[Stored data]

•••••

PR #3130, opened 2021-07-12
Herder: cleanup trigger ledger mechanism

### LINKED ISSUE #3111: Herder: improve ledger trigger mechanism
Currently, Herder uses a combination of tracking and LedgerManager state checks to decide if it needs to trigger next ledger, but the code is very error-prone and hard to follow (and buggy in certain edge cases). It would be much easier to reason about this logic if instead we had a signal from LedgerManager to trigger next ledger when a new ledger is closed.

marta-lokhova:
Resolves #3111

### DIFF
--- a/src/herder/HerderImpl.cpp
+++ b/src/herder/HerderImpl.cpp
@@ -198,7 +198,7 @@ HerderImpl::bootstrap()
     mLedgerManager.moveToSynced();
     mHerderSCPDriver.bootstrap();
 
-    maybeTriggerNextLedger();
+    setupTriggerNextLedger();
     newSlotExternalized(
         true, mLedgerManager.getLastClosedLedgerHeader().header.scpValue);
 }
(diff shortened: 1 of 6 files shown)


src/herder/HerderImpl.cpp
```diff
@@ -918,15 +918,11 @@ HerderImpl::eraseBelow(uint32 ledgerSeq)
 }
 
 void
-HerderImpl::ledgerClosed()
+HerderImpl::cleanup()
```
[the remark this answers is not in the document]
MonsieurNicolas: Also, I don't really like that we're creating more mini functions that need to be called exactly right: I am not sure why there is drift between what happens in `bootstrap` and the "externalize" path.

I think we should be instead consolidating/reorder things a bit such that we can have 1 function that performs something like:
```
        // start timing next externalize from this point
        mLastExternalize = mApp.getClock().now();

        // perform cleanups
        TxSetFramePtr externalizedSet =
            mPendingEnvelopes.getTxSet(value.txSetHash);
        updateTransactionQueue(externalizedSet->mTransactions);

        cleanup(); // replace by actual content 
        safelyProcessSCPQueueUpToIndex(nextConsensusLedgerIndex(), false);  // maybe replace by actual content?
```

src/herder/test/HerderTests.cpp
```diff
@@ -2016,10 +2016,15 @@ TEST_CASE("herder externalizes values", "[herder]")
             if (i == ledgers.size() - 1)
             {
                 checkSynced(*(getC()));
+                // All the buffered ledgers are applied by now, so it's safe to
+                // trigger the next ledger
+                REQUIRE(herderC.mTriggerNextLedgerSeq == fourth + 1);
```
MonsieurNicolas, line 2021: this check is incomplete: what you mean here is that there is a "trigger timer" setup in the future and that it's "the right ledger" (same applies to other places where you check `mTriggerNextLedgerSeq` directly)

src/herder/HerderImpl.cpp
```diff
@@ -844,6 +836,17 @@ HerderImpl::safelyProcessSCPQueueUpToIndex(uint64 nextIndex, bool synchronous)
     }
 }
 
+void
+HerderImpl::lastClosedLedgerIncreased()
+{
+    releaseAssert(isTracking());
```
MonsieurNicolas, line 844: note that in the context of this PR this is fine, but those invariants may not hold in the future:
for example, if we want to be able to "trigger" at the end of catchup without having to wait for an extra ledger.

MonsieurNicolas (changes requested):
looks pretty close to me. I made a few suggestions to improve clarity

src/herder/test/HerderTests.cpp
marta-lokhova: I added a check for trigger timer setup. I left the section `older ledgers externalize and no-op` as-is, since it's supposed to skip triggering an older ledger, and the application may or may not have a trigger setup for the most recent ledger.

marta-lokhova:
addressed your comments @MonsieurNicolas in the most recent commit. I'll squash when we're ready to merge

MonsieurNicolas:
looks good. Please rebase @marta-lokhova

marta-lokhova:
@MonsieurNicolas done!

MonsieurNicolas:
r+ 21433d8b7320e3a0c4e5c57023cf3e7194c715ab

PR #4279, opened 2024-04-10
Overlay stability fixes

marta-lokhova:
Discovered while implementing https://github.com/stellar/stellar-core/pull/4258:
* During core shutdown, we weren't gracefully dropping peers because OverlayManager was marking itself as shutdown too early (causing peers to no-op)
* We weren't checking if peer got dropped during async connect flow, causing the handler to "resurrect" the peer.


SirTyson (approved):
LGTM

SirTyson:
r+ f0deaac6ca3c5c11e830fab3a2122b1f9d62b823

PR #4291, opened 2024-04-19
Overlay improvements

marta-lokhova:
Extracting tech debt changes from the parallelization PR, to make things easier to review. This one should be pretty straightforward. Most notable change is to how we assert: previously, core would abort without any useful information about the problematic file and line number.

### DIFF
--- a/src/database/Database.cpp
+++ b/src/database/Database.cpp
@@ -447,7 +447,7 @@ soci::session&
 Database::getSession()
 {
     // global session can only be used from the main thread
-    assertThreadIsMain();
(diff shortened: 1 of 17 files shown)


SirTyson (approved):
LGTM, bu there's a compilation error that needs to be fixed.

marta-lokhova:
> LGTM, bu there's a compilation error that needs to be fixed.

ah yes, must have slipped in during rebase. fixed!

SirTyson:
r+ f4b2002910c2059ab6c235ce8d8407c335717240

•••••

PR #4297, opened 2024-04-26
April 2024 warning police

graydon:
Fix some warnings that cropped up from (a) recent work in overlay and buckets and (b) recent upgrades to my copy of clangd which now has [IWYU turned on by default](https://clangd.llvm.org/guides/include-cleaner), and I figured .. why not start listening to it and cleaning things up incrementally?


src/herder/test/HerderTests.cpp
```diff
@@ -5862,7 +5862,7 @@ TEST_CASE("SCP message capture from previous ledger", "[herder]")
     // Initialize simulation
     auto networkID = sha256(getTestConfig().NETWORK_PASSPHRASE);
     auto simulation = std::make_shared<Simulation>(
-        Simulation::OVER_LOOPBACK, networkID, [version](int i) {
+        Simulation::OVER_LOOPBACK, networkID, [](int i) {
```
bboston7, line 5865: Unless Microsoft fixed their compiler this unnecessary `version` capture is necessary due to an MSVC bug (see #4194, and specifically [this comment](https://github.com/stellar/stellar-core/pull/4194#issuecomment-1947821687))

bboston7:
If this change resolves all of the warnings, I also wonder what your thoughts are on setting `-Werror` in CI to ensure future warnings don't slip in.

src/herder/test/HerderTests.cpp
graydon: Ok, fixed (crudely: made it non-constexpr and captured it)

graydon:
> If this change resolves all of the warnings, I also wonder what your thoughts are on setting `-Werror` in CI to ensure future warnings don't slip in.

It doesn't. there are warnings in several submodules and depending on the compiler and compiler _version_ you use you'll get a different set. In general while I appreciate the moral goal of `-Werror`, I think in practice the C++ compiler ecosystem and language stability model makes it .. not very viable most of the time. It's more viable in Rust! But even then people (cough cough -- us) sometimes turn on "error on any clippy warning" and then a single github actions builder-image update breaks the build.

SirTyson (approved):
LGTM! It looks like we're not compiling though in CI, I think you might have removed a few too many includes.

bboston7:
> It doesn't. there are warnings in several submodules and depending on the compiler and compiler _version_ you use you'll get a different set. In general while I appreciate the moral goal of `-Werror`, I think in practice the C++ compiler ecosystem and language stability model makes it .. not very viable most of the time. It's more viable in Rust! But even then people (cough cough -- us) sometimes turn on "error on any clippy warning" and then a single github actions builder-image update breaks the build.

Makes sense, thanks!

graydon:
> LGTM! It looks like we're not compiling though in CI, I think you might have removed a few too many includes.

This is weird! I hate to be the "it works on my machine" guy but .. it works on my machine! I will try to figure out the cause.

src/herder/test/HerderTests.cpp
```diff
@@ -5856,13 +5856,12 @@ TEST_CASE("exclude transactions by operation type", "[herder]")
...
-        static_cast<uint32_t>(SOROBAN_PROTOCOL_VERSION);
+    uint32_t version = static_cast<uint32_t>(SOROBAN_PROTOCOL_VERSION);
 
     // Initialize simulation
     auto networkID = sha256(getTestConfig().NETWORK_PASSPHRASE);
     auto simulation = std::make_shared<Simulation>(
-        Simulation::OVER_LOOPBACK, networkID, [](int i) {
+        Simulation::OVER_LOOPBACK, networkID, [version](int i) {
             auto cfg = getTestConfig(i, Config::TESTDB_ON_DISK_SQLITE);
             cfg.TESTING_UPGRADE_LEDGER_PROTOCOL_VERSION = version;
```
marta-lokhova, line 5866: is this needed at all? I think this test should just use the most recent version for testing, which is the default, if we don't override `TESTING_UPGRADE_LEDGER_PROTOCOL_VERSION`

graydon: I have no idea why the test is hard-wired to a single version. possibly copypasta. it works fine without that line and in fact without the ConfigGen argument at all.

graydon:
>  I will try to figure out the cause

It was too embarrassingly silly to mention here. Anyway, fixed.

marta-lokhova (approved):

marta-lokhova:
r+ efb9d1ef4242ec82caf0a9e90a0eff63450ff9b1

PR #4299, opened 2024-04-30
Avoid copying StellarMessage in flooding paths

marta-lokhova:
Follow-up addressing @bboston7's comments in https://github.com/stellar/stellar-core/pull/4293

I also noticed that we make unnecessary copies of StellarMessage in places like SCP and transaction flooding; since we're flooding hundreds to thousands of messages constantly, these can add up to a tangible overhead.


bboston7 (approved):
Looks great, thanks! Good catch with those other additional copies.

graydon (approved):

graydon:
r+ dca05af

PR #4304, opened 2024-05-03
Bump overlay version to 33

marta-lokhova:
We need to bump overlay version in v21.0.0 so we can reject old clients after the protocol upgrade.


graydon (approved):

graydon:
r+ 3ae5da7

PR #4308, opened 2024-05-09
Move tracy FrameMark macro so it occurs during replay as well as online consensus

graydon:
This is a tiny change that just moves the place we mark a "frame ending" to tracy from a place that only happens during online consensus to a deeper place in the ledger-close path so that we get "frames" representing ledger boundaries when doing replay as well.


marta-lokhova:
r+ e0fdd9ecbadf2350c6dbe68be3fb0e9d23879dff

•••••

Could you set down, exactly as written, the lines above between the one holding "This is weird!" and the one holding "marta-lokhova, line 5866: is", inclusive, and nothing more?

This is weird! I hate to be the "it works on my machine" guy but .. it works on my machine! I will try to figure out the cause.

src/herder/test/HerderTests.cpp
```diff
@@ -5856,13 +5856,12 @@ TEST_CASE("exclude transactions by operation type", "[herder]")
...
-        static_cast<uint32_t>(SOROBAN_PROTOCOL_VERSION);
+    uint32_t version = static_cast<uint32_t>(SOROBAN_PROTOCOL_VERSION);
 
     // Initialize simulation
     auto networkID = sha256(getTestConfig().NETWORK_PASSPHRASE);
     auto simulation = std::make_shared<Simulation>(
-        Simulation::OVER_LOOPBACK, networkID, [](int i) {
+        Simulation::OVER_LOOPBACK, networkID, [version](int i) {
             auto cfg = getTestConfig(i, Config::TESTDB_ON_DISK_SQLITE);
             cfg.TESTING_UPGRADE_LEDGER_PROTOCOL_VERSION = version;
```
marta-lokhova, line 5866: is this needed at all? I think this test should just use the most recent version for testing, which is the default, if we don't override `TESTING_UPGRADE_LEDGER_PROTOCOL_VERSION`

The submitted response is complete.